* What to do: Reproduce all records word for word.

Stored items
PR #100, opened 2018-05-18
Add page size selector

willopez:
Adds a select control to set the the grid's page size.

**NOTE**
I have also updated all components to use material ui v1, I was planning on doing this upgrade on a separate PR, however, I hand already started to update the page selector, and it was easy to update the rest.

1. Add at least 6 products
2. Set default page size to 2 in `UIStore` and update the default `PAGE_SIZES` array in `PageSizeSelector.js` to have values 2, 4 and 6
3. Change the page size by selecting from dropdown and confirm the correct number of items are displayed.

NOTE: You can also test without making any changes if at least 100 products are loaded.


src/components/PageSizeSelector/PageSizeSelector.js
```diff
@@ -0,0 +1,49 @@
...
+@inject("uiStore")
+@observer
+class PageSizeSelector extends Component {
+  static propTypes = {
+    uiStore: PropTypes.object.isRequired
+  }
+
+  handleChange = (event) => {
+    this.props.uiStore.setPageSize(event.target.value);
+  }
```
aldeed: I would make this `handleChange` the same as the one in `Select`, calling `this.props.onChange`. Then call `setPageSize` in `ProductGrid` instead.

My reason is because we may want to copy/import the page size selector elsewhere. Ideally we will move it to our component library for others to use, and they might not use mobx.

So the props for this component should be `onChange` and `pageSize`, and no uiStore prop or injection.

src/components/ProductGrid/ProductGrid.js
```diff
@@ -44,13 +48,26 @@ export default class ProductGrid extends Component {
...
 
+  renderPageSizeSelector() {
+    const { classes } = this.props;
+
+    return (
+      <Grid container spacing={24} className={classes.pageSizeContainer}>
+        <Grid item>
+          <PageSizeSelector />
+        </Grid>
+      </Grid>
```
aldeed: Why not just a simple flexbox div, full width on mobile and right align when bigger than mobile?

src/components/PageSizeSelector/PageSizeSelector.js
willopez: I have elevated event handling to the page level and removed mobx dependencies from `PageSizeSelector`

src/components/ProductGrid/ProductGrid.js
willopez: The grid container and items render to divs with `display:flexbox` and I that spacing can be set with a prop.

willopez:
@aldeed comments addressed.

willopez:
@aldeed comments addressed.

willopez:
@aldeed using only limit param now, and fixed selector selection on refresh.

aldeed:
Found one more bug, where it would lose the correct value in dropdown after clicking refresh and then clicking Next. I pushed a fix for that, so this is now 👍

* Result of the exercise:
PR #100, opened 2018-05-18
Add page size selector

willopez:
Adds a select control to set the the grid's page size.

**NOTE**
I have also updated all components to use material ui v1, I was planning on doing this upgrade on a separate PR, however, I hand already started to update the page selector, and it was easy to update the rest.

1. Add at least 6 products
2. Set default page size to 2 in `UIStore` and update the default `PAGE_SIZES` array in `PageSizeSelector.js` to have values 2, 4 and 6
3. Change the page size by selecting from dropdown and confirm the correct number of items are displayed.

NOTE: You can also test without making any changes if at least 100 products are loaded.


src/components/PageSizeSelector/PageSizeSelector.js
```diff
@@ -0,0 +1,49 @@
...
+@inject("uiStore")
+@observer
+class PageSizeSelector extends Component {
+  static propTypes = {
+    uiStore: PropTypes.object.isRequired
+  }
+
+  handleChange = (event) => {
+    this.props.uiStore.setPageSize(event.target.value);
+  }
```
aldeed: I would make this `handleChange` the same as the one in `Select`, calling `this.props.onChange`. Then call `setPageSize` in `ProductGrid` instead.

My reason is because we may want to copy/import the page size selector elsewhere. Ideally we will move it to our component library for others to use, and they might not use mobx.

So the props for this component should be `onChange` and `pageSize`, and no uiStore prop or injection.

src/components/ProductGrid/ProductGrid.js
```diff
@@ -44,13 +48,26 @@ export default class ProductGrid extends Component {
...
 
+  renderPageSizeSelector() {
+    const { classes } = this.props;
+
+    return (
+      <Grid container spacing={24} className={classes.pageSizeContainer}>
+        <Grid item>
+          <PageSizeSelector />
+        </Grid>
+      </Grid>
```
aldeed: Why not just a simple flexbox div, full width on mobile and right align when bigger than mobile?

src/components/PageSizeSelector/PageSizeSelector.js
willopez: I have elevated event handling to the page level and removed mobx dependencies from `PageSizeSelector`

src/components/ProductGrid/ProductGrid.js
willopez: The grid container and items render to divs with `display:flexbox` and I that spacing can be set with a prop.

willopez:
@aldeed comments addressed.

willopez:
@aldeed comments addressed.

willopez:
@aldeed using only limit param now, and fixed selector selection on refresh.

aldeed:
Found one more bug, where it would lose the correct value in dropdown after clicking refresh and then clicking Next. I pushed a fix for that, so this is now 👍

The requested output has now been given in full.